## Given records
PR #2629, opened 2023-01-16
:seedling: Admission cleanup

fgiloux:
## Summary

Cleaning up fields that seem to be unused in APIBinding admission.


p0lyn0mial (commented):
what about removing `ValidateAPIBinding`metdhod ? Isn't it already covered by OpenAPIv3 validation?

fgiloux:
> what about removing `ValidateAPIBinding`metdhod ? Isn't it already covered by OpenAPIv3 validation?

Let's discuss it on slack and possibly have it in a separate PR as it seems that it was [intentional](https://github.com/kcp-dev/kcp/blob/33064b51ef3a3777a4beccf2f1df93d99e4b6435/pkg/admission/apibinding/validation.go#L58).

ncdc (approved):

PR #2640, opened 2023-01-18
🌱 test/e2e: add support for dynamic users using client certs

s-urbaniak:
## Summary
This adds support to generate users on the fly in e2e tests. Currently, only users predefined in a token fixture file can be used. This allows for more descriptive user names and also allows adding groups dynamically.

## Related issue(s)

N/A

### DIFF
--- a/cmd/test-server/main.go
+++ b/cmd/test-server/main.go
@@ -28,6 +28,7 @@ import (
 
 	genericapiserver "k8s.io/apiserver/pkg/server"
 
+	"github.com/kcp-dev/kcp/cmd/sharded-test-server/third_party/library-go/crypto"
 	shard "github.com/kcp-dev/kcp/cmd/test-server/kcp"
 )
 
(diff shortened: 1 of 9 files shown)


s-urbaniak:
oh we need to add some logic to handle the sharded use case which uses a dedicated client cert for the front proxy.

cmd/sharded-test-server/frontproxy.go
```diff
@@ -132,7 +132,7 @@ func startFrontProxy(
 		fmt.Sprintf("--root-directory=%s", filepath.Join(workDirPath, ".kcp-front-proxy")),
 		fmt.Sprintf("--root-kubeconfig=%s", filepath.Join(workDirPath, ".kcp/root.kubeconfig")),
 		fmt.Sprintf("--shards-kubeconfig=%s", filepath.Join(workDirPath, ".kcp-front-proxy/shards.kubeconfig")),
-		fmt.Sprintf("--client-ca-file=%s", filepath.Join(workDirPath, ".kcp/client-ca.crt")),
+		fmt.Sprintf("--client-ca-file=%s", filepath.Join(workDirPath, "test/e2e/framework/client-ca.crt")),
```
hardys, line 135: I guess this is temporary, and we'll generate an extra CA cert like is [already done elsewhere](https://github.com/kcp-dev/kcp/blob/main/cmd/sharded-test-server/main.go#L69..L100) e.g we can create a new one in the [shard setup](https://github.com/kcp-dev/kcp/blob/main/cmd/sharded-test-server/shard.go) and rename the resulting files?

s-urbaniak: yeah, this is temporary to see if we have other cascading e2e failures and it seems we do

PR #2596, opened 2023-01-11
:sparkles: enable shard scheduling and fix e2e tests

sttts:
Switching on random scheduling of workspaces to shards.

The current state of e2e tests:

✅ apibinding
:white_check_mark:  audit
✅ authorizer
:white_check_mark:  cache
:white_check_mark: test/e2e/conformance (@fgiloux https://github.com/sttts/kcp/pull/14 - the fix pulled into this PR)
:white_check_mark:  customresourcedefinition
:white_check_mark:  garbagecollector (@p0lyn0mial: Originally reported as `red` but after running it a few times on my local machine and examining [a CI run](https://prow.ci.openshift.org/view/gs/origin-ci-test/pr-logs/pull/kcp-dev_kcp/2596/pull-ci-kcp-dev-kcp-main-e2e-shared/1615003616358174720) I moved to `green`)
:white_check_mark:  homeworkspaces
:white_check_mark: test/e2e/watchcache (flakes, @p0lyn0mial, fixed by: https://github.com/kcp-dev/kcp/pull/2632)
:white_check_mark:   workspacetype
:white_check_mark:  reconciler/apiexport
:white_check_mark:  reconciler/cache (@p0lyn0mial, fixed by: https://github.com/kcp-dev/kcp/pull/2620)
:white_check_mark: test/e2e/reconciler/workspace (@p0lyn0mial, fixed by: https://github.com/kcp-dev/kcp/pull/2639)
✅ quota
✅  reconcilder/*
✅  virtual/*

~~:red_circle:  quota (@ncdc)~~
~~:red_circle: apibinding~~
~~:red_circle:  authorizer, flakes (@sur)~~
⚫ skipped: test/e2e/reconciler/locationworkspace (@p0lyn0mial, temporal fix in https://github.com/kcp-dev/kcp/pull/2650)
⚫ skipped: test/e2e/reconciler/scheduling (@p0lyn0mial, temporal fix in https://github.com/kcp-dev/kcp/pull/2651)
⚫ skipped: test/e2e/reconciler/cluster (@p0lyn0mial, temporal fix in https://github.com/kcp-dev/kcp/pull/2657)
⚫ skipped: test/e2e/recocniler/namespace (@p0lyn0mial, temporal fix in https://github.com/kcp-dev/kcp/pull/2658)
⚫ skipped: test/e2e/syncer (@p0lyn0mial, temporal fix in https://github.com/kcp-dev/kcp/pull/2652)
[...]

PR #2641, opened 2023-01-18
🐛 reconciler/apiexport: use the gloabl informer to get Shards

p0lyn0mial:
## Summary
since `Shard` resources are only on the root shard the `apiexport` controller must use the global (cached) informer otherwise the list will always be empty on a non-root shard.

## Related issue(s)

xref: https://github.com/kcp-dev/kcp/pull/2596


fgiloux:
this looks good to me too

ncdc (approved):

PR #2219, opened 2022-10-18
:book: Add hugo documentation structure to docs

avinal:
## Summary

- support for versioned docs
- docs are contained in the repo itself
- docs are built and deployed to github pages on every commit to main and release
- breaking changes to docs structure

Signed-off-by: Avinal Kumar <avinal@redhat.com>

PR #2656, opened 2023-01-19
:book: Create "older" under docs Releases

### LINKED ISSUE #2655: bug: documentation is outdated but allegedly current
### Describe the bug

I think we agreed that https://docs.kcp.io/kcp should have the capability to hold docs for multiple releases, and the existence of the "Releases" menu looks like an attempt to realize that.  But:

1. there is only one choice available now, "main", and
2. the documentation there is for older releases.

See the attached screenshot.

Screen Shot 2023-01-19 at 3 22 03 PM

I understand that it will take some time to update the documentation for the current release.  As we work through that process, it would probably be less confusing if there were at least two choices under the "Releases" menu, one getting updated for the current truth and one preserving the existing documentation (seems a shame to simply discard what has been written).

### Steps To Reproduce

1. Try to follow the documented steps with the currrent release

### Expected Behaviour

See above.

### Additional Context

_No response_

MikeSpreitzer:
## Summary
This PR creates an "older" "Release" under docs, to preserve the existing documentation --- because it is accurate for older releases but not the main branch anymore.

## Related issue(s)

Fixes #2655


hardys:
I'm not familiar with the tools used to publish the docs website, but we already cut release branches, so surely we'd be better having some way to navigate the rendered docs on each branch vs a catch-all "older" category?

Also this appears to move a bunch of stuff that is still relevant to main so I'm not entirely sure this is the right approach

MikeSpreitzer:
I am open to specific suggestions for how to do better.

hardys:
> I am open to specific suggestions for how to do better.

I think we need to configure the website to show each branch in the "releases" drop-down menu, as I said I'm not familiar with the configuration but it appears we need to add the releases [here](https://github.com/kcp-dev/kcp/blob/main/docs/config.toml#L153..L155)?  

Searching I found [these docs](https://www.docsy.dev/docs/adding-content/versioning/#adding-a-version-drop-down-menu) which seem to indicate we just need to add `params.versions` for each stable branch?

Perhaps @avinal as the author of #2219 may have some additional input

avinal:
> think we need to configure the website to show each branch in the "releases" drop-down menu, as I said I'm not familiar with the configuration but it appears we need to add the releases [here](https://github.com/kcp-dev/kcp/blob/main/docs/config.toml#L153..L155)?

Yes, it just needs to be configured for the drop-down, I am not sure why this isn't showing up. I remember some conversation on this but I was on vacation and forgot about it, sorry about that. I will check and reply ASAP.

avinal:
@hardys I was able to find the problem, we were not able to test the logic when it was implemented. It seems on release the folder was not moved and hence the older versioned docs are not showing up. https://github.com/kcp-dev/kcp/actions/runs/3687694096/jobs/6241597908#step:12:134

I will open a fix for this. This PR is probably not needed and the other problem is, with every new release storing older docs will eat up space, so we prefer to store only their HTML render in a separate branch (gh-pages) and copy them over for every release.

avinal:
@MikeSpreitzer if there are docs improvements in this pull request, please put them into a new pull request.

ncdc:
Closing this as we've moved to a new docs framework and we have multiple versions now.

PR #2659, opened 2023-01-20
:bug: server: relax ShardVirtualWorkspace flag validation

hardys:
## Summary
In #2407 we introduced this validation, but it doesn't handle the case where the VW server is not standalone, but you still want to specify `--shard-virtual-workspace-url`

This scenario is likely when deploying a sharded environment, since you'll want the VW traffic to go via the front-proxy regardless of whether the VW server is standalone or not.

## Related issue(s)
Fixes an issue introduced via #2407


ncdc (approved):

hardys:
/retest

Appears to be stuck in merge pool, not sure if retest will help but giving it a try...

hardys:
/test e2e-shared

Raised #2665 to track the test failure, I can't reproduce locally so I'm assuming it's a flake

## What the task requires
From the data above, reproduce word for word the lines running from the line with "PR #2219, opened 2022-10-18" to the line with "Screen Shot 2023-01-19 at 3 22 03 PM", ends included.

## Answer space
PR #2219, opened 2022-10-18
:book: Add hugo documentation structure to docs

avinal:
## Summary

- support for versioned docs
- docs are contained in the repo itself
- docs are built and deployed to github pages on every commit to main and release
- breaking changes to docs structure

Signed-off-by: Avinal Kumar <avinal@redhat.com>

PR #2656, opened 2023-01-19
:book: Create "older" under docs Releases

### LINKED ISSUE #2655: bug: documentation is outdated but allegedly current
### Describe the bug

I think we agreed that https://docs.kcp.io/kcp should have the capability to hold docs for multiple releases, and the existence of the "Releases" menu looks like an attempt to realize that.  But:

1. there is only one choice available now, "main", and
2. the documentation there is for older releases.

See the attached screenshot.

Screen Shot 2023-01-19 at 3 22 03 PM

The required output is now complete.